BEGIN

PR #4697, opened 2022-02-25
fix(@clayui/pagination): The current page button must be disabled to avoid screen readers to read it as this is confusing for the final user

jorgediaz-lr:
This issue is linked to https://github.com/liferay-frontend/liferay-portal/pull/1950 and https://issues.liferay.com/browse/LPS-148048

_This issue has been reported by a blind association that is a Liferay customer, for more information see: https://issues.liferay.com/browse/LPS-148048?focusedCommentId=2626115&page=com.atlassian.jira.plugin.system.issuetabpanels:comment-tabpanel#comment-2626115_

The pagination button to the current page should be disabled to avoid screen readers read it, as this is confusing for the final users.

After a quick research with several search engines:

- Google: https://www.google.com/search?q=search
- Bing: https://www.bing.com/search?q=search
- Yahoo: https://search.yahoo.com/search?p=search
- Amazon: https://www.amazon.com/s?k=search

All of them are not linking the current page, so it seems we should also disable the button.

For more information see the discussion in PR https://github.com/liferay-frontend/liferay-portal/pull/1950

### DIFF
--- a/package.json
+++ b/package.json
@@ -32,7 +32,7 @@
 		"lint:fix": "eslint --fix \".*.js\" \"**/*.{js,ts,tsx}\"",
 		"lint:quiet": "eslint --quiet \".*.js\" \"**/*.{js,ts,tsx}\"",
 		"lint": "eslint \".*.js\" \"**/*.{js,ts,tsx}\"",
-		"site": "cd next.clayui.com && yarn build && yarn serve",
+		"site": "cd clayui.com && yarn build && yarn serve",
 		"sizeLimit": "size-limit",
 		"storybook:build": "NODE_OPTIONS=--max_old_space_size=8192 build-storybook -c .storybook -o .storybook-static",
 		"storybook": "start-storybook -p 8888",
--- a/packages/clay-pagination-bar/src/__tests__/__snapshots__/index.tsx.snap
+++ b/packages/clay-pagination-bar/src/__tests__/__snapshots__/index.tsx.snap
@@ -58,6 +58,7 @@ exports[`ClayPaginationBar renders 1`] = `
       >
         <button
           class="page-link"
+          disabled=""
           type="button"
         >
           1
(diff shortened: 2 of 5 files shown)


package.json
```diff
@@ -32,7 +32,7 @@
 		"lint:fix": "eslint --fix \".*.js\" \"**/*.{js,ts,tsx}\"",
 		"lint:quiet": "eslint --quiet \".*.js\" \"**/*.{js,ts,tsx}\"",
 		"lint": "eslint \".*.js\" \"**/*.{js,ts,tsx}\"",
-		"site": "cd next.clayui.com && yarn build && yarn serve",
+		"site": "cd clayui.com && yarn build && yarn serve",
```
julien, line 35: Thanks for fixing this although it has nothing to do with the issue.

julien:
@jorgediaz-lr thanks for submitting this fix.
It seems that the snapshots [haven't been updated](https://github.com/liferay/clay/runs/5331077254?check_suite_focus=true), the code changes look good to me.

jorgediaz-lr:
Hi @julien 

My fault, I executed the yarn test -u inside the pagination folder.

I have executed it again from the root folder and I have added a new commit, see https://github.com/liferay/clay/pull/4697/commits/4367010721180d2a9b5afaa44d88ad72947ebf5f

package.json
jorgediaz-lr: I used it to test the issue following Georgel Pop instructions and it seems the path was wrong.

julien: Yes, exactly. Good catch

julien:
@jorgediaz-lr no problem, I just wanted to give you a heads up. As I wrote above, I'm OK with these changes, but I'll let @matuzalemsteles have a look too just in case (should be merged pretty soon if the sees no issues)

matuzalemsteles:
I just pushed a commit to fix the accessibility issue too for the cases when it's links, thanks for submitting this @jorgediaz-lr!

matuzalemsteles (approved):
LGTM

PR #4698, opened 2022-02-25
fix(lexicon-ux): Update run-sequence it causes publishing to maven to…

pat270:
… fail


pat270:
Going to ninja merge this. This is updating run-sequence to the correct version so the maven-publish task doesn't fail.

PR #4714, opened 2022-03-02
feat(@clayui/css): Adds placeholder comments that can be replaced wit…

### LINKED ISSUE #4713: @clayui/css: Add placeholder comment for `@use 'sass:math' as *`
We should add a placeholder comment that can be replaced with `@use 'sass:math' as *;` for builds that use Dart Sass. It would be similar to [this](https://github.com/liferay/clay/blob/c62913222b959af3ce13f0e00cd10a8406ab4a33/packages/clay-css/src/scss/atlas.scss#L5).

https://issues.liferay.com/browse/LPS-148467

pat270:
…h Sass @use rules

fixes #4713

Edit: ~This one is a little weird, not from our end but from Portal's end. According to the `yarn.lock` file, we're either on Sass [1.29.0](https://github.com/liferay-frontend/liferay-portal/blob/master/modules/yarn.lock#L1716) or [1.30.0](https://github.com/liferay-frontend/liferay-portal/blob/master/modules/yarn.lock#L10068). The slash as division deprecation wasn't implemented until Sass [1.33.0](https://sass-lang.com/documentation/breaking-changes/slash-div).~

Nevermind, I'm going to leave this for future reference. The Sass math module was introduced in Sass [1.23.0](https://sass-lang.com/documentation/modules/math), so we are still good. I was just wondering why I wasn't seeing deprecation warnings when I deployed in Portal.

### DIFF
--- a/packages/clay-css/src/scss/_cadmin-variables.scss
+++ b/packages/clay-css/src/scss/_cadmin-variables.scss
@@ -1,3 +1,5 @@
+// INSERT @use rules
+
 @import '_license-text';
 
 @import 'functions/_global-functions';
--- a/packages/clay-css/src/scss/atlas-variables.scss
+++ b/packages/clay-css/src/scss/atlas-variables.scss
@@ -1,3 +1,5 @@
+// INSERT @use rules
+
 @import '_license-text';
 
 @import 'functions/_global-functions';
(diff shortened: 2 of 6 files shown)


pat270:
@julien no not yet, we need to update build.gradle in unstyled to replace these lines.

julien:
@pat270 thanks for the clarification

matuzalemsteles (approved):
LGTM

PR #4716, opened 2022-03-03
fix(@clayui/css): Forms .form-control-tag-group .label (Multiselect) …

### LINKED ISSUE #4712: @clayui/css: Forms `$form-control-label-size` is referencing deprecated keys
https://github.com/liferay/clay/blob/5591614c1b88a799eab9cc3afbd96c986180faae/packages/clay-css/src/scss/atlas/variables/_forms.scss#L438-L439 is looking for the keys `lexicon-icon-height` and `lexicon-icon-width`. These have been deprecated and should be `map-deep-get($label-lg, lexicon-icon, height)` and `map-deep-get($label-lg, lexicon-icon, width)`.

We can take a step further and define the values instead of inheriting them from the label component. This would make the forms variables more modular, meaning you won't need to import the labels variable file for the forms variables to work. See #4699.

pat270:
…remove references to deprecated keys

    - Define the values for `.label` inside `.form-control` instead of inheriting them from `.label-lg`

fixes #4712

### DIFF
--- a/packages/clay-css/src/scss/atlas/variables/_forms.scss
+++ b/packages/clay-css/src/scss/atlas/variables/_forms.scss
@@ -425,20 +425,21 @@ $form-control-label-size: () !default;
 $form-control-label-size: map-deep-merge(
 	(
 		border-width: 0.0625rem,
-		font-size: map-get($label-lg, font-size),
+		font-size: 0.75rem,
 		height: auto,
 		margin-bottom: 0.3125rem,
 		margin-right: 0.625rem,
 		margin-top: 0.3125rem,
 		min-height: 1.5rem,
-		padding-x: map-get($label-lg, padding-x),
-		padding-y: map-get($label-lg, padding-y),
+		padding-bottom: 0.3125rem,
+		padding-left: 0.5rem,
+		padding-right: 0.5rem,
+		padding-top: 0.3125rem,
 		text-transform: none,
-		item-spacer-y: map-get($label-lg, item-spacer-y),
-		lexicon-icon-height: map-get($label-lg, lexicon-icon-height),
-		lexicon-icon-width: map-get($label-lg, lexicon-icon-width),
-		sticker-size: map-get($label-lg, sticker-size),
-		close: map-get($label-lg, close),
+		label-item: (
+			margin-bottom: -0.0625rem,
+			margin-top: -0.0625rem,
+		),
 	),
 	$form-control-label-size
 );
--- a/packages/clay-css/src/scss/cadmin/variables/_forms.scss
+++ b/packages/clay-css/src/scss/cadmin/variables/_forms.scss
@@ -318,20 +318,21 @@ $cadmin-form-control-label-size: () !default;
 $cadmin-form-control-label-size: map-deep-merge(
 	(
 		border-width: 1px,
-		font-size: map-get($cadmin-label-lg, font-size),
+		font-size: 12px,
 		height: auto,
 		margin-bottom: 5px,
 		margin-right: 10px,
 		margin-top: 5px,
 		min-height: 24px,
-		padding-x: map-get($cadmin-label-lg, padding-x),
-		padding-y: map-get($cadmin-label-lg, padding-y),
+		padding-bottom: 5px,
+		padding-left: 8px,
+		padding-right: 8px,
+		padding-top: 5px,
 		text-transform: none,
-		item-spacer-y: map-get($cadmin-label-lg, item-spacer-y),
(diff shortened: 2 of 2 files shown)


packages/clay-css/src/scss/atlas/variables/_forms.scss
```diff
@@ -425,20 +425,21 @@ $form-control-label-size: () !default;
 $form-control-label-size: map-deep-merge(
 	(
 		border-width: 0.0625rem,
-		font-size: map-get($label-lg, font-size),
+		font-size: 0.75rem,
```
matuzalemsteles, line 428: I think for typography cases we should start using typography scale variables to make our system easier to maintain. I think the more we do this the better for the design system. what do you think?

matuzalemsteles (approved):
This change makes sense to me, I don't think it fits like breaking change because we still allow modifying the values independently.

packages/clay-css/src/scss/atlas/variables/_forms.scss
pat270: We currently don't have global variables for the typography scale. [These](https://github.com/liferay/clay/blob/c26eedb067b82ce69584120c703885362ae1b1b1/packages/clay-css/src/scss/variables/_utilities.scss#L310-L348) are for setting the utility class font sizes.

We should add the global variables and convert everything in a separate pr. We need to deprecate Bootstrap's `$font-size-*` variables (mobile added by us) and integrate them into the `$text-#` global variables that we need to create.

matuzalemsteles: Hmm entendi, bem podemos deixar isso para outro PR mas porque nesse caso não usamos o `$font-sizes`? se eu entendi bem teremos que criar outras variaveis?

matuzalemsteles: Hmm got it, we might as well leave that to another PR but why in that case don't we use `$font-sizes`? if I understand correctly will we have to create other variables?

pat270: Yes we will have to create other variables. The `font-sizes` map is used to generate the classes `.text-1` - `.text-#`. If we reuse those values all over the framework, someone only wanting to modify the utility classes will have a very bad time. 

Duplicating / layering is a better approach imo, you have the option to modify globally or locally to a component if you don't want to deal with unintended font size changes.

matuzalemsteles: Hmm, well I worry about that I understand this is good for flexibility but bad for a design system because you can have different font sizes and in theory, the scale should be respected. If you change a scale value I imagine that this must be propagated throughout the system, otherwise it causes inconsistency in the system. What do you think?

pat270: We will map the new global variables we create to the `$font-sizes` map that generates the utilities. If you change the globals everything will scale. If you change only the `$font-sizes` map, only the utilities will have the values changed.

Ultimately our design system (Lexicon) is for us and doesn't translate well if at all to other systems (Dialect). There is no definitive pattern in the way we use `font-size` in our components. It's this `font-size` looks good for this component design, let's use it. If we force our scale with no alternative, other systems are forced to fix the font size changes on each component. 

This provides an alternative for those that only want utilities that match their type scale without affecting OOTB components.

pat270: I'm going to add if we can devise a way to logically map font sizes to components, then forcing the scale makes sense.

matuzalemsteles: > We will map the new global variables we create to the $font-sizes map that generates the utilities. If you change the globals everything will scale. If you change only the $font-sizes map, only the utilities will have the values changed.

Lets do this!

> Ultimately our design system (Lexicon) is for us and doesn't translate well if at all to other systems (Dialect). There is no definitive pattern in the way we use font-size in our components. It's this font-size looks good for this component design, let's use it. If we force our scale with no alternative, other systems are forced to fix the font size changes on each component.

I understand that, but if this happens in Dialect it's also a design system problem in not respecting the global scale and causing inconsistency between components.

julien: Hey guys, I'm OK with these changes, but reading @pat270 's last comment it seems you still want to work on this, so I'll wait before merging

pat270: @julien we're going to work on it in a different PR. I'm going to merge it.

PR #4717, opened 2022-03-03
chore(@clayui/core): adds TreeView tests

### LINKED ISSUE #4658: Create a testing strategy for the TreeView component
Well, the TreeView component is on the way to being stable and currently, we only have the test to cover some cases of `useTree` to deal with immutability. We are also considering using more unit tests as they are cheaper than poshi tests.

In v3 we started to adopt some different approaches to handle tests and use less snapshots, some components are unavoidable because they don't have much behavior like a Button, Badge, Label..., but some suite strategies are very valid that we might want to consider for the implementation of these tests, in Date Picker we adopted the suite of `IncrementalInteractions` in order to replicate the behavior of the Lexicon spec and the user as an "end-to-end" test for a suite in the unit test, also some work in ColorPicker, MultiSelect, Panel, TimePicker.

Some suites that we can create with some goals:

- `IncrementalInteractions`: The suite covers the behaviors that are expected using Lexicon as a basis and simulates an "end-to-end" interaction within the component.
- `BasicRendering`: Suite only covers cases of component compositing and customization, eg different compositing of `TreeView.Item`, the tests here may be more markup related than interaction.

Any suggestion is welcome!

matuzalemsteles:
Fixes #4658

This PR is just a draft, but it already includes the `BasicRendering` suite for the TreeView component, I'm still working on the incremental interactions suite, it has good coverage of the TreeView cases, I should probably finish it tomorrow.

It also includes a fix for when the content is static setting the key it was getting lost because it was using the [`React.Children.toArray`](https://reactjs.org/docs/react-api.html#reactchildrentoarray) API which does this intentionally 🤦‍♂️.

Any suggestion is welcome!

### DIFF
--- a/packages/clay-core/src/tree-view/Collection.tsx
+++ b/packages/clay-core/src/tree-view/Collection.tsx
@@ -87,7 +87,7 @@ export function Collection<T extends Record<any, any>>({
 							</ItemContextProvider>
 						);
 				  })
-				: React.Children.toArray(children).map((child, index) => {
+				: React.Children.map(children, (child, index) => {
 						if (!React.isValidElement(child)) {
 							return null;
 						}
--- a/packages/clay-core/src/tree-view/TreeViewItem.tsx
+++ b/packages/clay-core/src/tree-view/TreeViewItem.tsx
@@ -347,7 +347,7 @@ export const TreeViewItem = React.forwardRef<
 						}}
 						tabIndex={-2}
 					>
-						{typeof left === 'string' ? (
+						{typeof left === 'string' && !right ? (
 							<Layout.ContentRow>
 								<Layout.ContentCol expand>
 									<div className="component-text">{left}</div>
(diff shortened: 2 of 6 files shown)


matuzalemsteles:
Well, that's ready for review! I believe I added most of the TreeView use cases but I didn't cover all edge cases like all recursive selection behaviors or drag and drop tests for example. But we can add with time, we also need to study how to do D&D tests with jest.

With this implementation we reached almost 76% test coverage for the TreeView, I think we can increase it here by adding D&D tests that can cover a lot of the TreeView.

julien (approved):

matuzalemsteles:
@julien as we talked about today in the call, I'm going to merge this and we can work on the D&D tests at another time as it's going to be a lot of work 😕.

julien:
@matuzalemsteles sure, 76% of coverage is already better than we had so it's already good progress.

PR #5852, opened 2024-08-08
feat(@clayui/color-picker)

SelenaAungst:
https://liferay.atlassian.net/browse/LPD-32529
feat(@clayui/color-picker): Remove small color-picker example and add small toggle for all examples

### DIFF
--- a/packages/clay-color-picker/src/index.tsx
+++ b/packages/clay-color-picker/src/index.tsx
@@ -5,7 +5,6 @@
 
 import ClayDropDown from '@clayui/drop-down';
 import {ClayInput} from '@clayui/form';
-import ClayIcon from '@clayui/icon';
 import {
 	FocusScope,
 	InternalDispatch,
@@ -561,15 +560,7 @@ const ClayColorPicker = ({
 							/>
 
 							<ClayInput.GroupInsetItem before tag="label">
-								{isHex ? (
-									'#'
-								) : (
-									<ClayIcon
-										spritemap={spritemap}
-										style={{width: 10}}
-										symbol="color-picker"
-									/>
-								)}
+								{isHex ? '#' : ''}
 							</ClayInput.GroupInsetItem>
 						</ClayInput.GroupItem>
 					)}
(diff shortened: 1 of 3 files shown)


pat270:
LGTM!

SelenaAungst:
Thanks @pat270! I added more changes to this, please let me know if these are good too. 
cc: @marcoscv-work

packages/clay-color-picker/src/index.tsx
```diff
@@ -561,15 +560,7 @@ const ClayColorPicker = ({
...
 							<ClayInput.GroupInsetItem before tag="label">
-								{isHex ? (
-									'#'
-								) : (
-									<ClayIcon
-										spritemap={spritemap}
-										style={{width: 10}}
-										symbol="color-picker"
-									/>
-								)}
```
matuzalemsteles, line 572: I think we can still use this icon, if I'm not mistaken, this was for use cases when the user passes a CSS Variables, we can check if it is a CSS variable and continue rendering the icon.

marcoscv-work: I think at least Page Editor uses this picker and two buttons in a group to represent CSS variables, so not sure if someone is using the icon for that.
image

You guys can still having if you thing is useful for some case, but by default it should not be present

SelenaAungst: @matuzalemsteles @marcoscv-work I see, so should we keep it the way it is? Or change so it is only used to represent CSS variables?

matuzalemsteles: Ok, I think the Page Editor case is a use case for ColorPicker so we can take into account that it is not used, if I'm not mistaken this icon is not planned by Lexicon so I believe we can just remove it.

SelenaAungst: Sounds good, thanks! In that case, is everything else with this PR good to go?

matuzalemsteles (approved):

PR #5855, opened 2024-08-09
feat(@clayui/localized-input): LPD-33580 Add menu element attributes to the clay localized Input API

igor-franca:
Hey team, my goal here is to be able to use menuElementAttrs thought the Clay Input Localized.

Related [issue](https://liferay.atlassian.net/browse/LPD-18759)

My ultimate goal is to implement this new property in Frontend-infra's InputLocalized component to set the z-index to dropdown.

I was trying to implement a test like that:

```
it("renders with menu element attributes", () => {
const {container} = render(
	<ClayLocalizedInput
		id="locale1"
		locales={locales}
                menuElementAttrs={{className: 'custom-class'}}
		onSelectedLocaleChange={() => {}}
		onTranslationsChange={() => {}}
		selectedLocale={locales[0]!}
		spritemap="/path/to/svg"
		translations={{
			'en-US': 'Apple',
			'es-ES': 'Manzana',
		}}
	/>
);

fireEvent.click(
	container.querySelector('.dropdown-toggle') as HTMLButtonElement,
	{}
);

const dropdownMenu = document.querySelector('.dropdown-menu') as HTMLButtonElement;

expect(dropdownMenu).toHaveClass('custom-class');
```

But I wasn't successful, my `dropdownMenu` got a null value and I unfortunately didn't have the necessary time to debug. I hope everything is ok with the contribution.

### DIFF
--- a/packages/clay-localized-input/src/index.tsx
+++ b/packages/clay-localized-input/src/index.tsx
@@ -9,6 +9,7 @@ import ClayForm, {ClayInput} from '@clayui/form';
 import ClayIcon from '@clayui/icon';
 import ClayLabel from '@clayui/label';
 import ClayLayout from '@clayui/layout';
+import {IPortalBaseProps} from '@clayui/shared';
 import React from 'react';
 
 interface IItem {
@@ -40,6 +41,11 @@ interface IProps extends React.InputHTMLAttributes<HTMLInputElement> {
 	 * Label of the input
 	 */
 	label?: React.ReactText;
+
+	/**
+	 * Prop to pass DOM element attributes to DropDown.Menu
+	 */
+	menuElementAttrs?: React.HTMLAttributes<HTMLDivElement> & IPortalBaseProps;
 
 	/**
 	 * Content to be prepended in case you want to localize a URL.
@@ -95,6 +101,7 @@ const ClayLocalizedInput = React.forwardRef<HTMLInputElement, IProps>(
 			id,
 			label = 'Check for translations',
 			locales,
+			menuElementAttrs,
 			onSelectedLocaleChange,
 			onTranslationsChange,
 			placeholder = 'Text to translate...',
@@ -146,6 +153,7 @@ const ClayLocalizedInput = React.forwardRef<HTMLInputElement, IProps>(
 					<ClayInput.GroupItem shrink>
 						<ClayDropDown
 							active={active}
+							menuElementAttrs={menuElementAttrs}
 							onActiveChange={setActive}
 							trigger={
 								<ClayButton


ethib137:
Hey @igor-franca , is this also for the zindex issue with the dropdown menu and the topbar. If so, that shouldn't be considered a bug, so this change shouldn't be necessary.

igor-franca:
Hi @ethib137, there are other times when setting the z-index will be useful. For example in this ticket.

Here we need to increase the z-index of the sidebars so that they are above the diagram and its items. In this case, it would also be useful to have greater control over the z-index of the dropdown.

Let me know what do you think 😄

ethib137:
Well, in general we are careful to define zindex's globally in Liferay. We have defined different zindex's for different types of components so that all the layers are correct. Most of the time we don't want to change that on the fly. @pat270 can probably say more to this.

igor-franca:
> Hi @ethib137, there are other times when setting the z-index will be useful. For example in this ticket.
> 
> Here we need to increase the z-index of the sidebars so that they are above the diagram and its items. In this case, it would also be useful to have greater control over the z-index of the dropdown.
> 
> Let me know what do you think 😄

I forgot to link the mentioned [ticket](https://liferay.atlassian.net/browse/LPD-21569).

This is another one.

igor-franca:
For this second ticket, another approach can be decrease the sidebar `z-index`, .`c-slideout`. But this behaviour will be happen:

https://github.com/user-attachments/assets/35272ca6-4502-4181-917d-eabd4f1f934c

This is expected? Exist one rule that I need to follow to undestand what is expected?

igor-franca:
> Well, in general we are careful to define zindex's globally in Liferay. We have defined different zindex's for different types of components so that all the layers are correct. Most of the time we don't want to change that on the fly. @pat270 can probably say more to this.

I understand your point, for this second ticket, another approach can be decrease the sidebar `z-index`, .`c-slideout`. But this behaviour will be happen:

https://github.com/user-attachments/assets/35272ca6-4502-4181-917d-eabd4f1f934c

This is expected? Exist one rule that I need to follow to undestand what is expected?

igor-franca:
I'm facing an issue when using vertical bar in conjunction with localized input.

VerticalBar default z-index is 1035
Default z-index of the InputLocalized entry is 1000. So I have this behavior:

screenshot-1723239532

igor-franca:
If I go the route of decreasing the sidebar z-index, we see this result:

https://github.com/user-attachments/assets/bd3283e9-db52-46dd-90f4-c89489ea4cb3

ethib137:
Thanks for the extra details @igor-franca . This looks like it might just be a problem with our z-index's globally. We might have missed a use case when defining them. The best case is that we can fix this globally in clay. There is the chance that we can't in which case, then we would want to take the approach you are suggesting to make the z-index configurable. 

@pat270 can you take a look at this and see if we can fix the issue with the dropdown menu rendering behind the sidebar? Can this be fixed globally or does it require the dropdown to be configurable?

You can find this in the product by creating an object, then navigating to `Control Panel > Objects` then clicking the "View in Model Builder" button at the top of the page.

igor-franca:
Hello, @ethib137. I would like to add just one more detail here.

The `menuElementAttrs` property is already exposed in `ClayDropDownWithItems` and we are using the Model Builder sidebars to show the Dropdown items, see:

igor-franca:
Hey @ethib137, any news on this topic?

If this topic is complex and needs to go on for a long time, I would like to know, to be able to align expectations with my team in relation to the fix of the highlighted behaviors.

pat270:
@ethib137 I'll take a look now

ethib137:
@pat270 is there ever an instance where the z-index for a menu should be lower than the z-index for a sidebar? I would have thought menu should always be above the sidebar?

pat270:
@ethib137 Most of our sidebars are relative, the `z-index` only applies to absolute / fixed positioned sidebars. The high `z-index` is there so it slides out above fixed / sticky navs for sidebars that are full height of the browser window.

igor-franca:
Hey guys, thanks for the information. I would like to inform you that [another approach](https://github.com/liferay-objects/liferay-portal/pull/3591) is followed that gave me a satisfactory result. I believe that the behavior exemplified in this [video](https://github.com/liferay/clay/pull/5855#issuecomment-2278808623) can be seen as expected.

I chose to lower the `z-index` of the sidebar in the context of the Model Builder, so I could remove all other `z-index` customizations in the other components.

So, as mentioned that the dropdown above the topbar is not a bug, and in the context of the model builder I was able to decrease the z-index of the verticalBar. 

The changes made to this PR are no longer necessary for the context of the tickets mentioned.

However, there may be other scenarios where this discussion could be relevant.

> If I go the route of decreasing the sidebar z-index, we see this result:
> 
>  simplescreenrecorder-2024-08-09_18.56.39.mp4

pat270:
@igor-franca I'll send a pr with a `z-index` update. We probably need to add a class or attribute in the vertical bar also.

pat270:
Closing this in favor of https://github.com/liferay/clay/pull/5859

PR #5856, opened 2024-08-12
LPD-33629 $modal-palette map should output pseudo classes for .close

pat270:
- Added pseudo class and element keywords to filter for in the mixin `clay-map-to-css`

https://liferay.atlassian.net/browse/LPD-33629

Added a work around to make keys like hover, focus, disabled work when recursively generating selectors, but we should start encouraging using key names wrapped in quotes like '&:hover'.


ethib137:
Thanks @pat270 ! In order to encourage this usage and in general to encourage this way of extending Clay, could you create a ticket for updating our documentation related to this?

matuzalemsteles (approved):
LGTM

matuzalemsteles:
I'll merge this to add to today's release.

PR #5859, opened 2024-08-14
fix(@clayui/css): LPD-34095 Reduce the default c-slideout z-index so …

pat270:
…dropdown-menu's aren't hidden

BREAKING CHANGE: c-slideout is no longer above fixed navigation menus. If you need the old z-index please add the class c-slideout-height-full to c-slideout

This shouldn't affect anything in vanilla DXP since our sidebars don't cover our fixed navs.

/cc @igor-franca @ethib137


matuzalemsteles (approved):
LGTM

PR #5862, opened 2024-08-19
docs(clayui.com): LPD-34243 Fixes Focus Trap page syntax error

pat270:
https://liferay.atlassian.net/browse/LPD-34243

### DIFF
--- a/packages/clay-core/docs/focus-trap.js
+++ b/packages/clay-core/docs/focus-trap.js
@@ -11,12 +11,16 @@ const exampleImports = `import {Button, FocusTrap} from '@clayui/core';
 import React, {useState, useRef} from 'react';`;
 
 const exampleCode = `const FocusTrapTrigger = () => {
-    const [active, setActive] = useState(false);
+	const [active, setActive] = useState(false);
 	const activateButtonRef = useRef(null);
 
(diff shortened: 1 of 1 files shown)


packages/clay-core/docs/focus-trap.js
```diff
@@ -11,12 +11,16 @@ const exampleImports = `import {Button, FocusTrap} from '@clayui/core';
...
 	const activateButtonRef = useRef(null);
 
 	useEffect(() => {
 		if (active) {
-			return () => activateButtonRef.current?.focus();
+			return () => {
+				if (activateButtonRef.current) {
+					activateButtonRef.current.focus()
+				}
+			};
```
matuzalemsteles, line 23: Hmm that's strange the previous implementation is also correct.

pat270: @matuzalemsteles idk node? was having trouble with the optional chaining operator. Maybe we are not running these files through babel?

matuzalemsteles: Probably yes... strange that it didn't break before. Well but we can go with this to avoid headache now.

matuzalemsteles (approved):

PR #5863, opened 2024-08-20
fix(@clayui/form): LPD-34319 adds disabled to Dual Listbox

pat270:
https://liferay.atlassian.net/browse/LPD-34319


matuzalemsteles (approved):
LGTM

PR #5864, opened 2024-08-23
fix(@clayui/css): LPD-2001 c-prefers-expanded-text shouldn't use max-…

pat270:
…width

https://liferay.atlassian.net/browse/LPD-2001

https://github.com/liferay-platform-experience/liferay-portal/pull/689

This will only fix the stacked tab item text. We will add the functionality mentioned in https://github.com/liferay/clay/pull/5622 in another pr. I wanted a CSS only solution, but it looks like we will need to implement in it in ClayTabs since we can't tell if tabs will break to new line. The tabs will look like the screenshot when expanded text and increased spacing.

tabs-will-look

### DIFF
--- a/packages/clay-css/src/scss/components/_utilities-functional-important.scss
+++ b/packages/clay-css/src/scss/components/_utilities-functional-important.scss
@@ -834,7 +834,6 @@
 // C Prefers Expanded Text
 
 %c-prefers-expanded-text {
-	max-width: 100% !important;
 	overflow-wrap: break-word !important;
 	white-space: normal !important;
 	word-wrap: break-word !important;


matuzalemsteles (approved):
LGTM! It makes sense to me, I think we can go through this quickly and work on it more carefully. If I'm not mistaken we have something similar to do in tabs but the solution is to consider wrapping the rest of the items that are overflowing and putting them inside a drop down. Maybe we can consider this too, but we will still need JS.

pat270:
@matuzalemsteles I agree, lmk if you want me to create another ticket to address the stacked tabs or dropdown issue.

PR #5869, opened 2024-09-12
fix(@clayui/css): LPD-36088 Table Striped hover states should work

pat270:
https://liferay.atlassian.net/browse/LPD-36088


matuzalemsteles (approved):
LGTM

END

What you are asked to do: All lines above from the one holding "marcoscv-work: I think" to the one holding "SelenaAungst: @matuzalemsteles @marcoscv-work", inclusive, are to be copied exactly; no other line is wanted.

Solution to this exercise:
marcoscv-work: I think at least Page Editor uses this picker and two buttons in a group to represent CSS variables, so not sure if someone is using the icon for that.
image

You guys can still having if you thing is useful for some case, but by default it should not be present

SelenaAungst: @matuzalemsteles @marcoscv-work I see, so should we keep it the way it is? Or change so it is only used to represent CSS variables?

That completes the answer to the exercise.